Phase 4: Fix Common Problems
Resource starvation (< 200MB available)
# Kill Docker if not needed
ssh root@TARGET 'systemctl stop docker containerd; systemctl disable docker containerd'
# Kill any runaway processes spawned by the wizard
ssh root@TARGET 'pkill -f "khatru-relay|caddy|nginx|go build" 2>/dev/null'
Stuck session (wizard busy with a long-running task)
# Restart the service - clears the stuck session
ssh root@TARGET 'systemctl restart hermes-WIZARD.service && sleep 2 && systemctl is-active hermes-WIZARD.service'
Wrong provider or missing key
Edit the .env and config.yaml, then restart:
ssh root@TARGET 'systemctl restart hermes-WIZARD.service'
Phase 5: Verify
# Service running?
ssh root@TARGET 'systemctl is-active hermes-WIZARD.service'
# RAM healthy? (> 500MB available on 2GB box)
ssh root@TARGET 'free -h'
# Logs show Telegram connected?
ssh root@TARGET 'journalctl -u hermes-WIZARD.service --no-pager -n 10 | grep -i telegram'
Then ask Alexander to message the wizard on Telegram to confirm it responds.
Reaching Alexander's Mac
If you need to diagnose local Timmy directly, Alexander's Mac is on the Tailscale network:
- Tailscale IP:
100.124.176.28(hostname:mm) - User:
apayne - SSH key must be in
~/.ssh/authorized_keyson the Mac - System python is 3.9; use
~/.hermes/hermes-agent/venv/bin/python3for 3.10+ syntax - llama-server model path:
/Users/apayne/models/hermes4-14b/NousResearch_Hermes-4-14B-Q4_K_M.gguf - Timmy workspace:
~/.timmy/, Hermes home:~/.hermes/
Pitfalls
- SSH banner timeout = RAM starvation.

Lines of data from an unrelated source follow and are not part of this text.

PR #3415, opened 2016-07-26
fix(sauce): sauceAgent passed incorrectly to sauce node module

### LINKED ISSUE #3410: sauceAgent passed incorrectly to SauceLabs.js
It looks like there is an issue with the way the sauceAgent config param is passed to the SauceLabs node module.  It is expecting 'proxy' to be passed in rather than 'agent'.

the sauceAgent config is a string according to this which is fine:
https://github.com/angular/protractor/blob/master/lib/config.ts

..and it looks like the intent is that this is the proxy address to be passed to SauceLabs node module when behind a proxy - docs are a bit unclear.  

when we just set the webDriverProxy, the tests run against saucelabs via the proxy ok, but the final result rest api call fails (outside webdriver) - even though we have the sauceAgent proxy set too.  This means that all tests are left in an error state.

When i locally update this file to match the expected constructor parameter it works fine:

https://github.com/angular/protractor/blob/master/lib/driverProviders/sauce.ts 

from this:
this.sauceServer_ = new SauceLabs({
            username: this.config_.sauceUser,
            password: this.config_.sauceKey,
            **agent**: this.config_.sauceAgent
        });

to this:
this.sauceServer_ = new SauceLabs({
            username: this.config_.sauceUser,
            password: this.config_.sauceKey,
            **proxy**: this.config_.sauceAgent
        });

this means that the parameter matches the expected constructor parameter - 'agent' does not seem to be referenced in SauceLabs.js:

https://github.com/danjenkins/node-saucelabs/blob/master/lib/SauceLabs.js

this options is then used to setup the proxy like this:
options.agent = new HttpsProxyAgent(url.parse(options.proxy));

happy to provide more details if required.

cnishina:
closes #3410

### DIFF
--- a/lib/config.ts
+++ b/lib/config.ts
@@ -92,10 +92,23 @@ export interface Config {
    */
   sauceKey?: string;
   /**
-   * Use sauceAgent if you need customize agent for https connection to
-   * saucelabs.com (i.e. your computer behind corporate proxy)
+   * Use sauceAgent if you need custom HTTP agent to connect to saucelabs.com.
+   * This is needed if your computer is behind a corporate proxy.
+   *
+   * To match sauce agent implementation, use
+   * [HttpProxyAgent](https://github.com/TooTallNate/node-http-proxy-agent)
+   * to generate the agent or use sauceProxy as an alternative. If a
+   * sauceProxy is provided, the sauceAgent will be overridden.
    */
-  sauceAgent?: string;
+  sauceAgent?: HttpProxyAgent;
+  /**
+   * Use sauceProxy if you are behind a corporate proxy to connect to
+   * saucelabs.com.
+   *
+   * The sauceProxy is used to generate an HTTP agent. If a sauceProxy is
+   * provided, the sauceAgent will be overridden.
+   */
+  sauceProxy?: string;
   /**
    * Use sauceBuild if you want to group test capabilites by a build ID
    */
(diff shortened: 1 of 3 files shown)


lib/config.ts
```diff
@@ -93,9 +93,23 @@ export interface Config {
   sauceKey?: string;
   /**
    * Use sauceAgent if you need customize agent for https connection to
```
mgiambalvo: Sorry, this bugs me a little. "Use sauceAgent if you need a customized agent for the https connection..."

lib/config.ts
```diff
@@ -93,9 +93,23 @@ export interface Config {
...
+   *
+   * To match sauce agent implementation, use
+   * [HttpProxyAgent](https://github.com/TooTallNate/node-http-proxy-agent)
+   * to generate the agent or use sauceProxy as an alternative where
+   * sauce generates the agent for you based on the proxy. If a sauceProxy is
+   * provided, the sauceAgent will be overridden.
+   */
+  sauceAgent?: HttpProxyAgent;
+  /**
+   * Use sauceProxy that will get generated into an agent for https connection
```
mgiambalvo: Wording is a little awkward. Maybe

"Use sauceProxy to provide the address of a proxy for the connection to saucelabs.com (i.e. your computer is behind a corporate proxy).

PR #3436, opened 2016-08-01
chore(error): throwing strings

cnishina:
- fix throw string to throw new error
- check typeof error is string to create a new error


lib/util.ts
```diff
@@ -41,18 +41,22 @@ export function runFilenameOrFn_(
...
+      throw new Error('filenameOrFn must be a string or function');
     }
 
     if (typeof filenameOrFn === 'string') {
       filenameOrFn = require(resolve(configDir, filenameOrFn));
     }
     if (typeof filenameOrFn === 'function') {
       let results = when(filenameOrFn.apply(null, args), null, (err) => {
-        if (err.stack) {
+        if (typeof err === 'string') {
```
juliemr: what about

```js
if (typeof err === 'string') {
  err = new Error(err);
}
err.stack = exports.filterStackTrace(err.stack);
throw err;
```

juliemr: Should we check `if (!err.stac)` instead of `typeof`? In case we get some crazy error object without a stack or something?

PR #3451, opened 2016-08-05
chore(util): remove argument type for err

cnishina:
- Fix argument of type 'string | Error' is not assignable to parameter of type 'string'.

### DIFF
--- a/lib/util.ts
+++ b/lib/util.ts
@@ -48,19 +48,18 @@ export function runFilenameOrFn_(
       filenameOrFn = require(resolve(configDir, filenameOrFn));
     }
     if (typeof filenameOrFn === 'function') {
-      let results =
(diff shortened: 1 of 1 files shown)


lib/util.ts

Don't keep retrying SSH. The box needs resources freed via DO console first.
- 2GB droplets cannot run Hermes + Docker + nginx + a relay. Hermes alone needs ~500MB-1GB. Budget accordingly.
- Deploy scripts may be incomplete. Bezalel's deploy script for Allegro only injected KIMI_API_KEY but not Telegram vars. Always verify .env has everything.
- Wizards build infrastructure when left unsupervised. If a wizard was given a broad task, check what processes it spawned. Kill anything not essential.
- Always check the Gitea PR for the deploy script — it's the source of truth for what SHOULD be configured. Compare against what IS configured.
- Restart clears stuck sessions. If a wizard is mid-session on a slow model (Kimi), restarting the service is the fastest way to unstick it.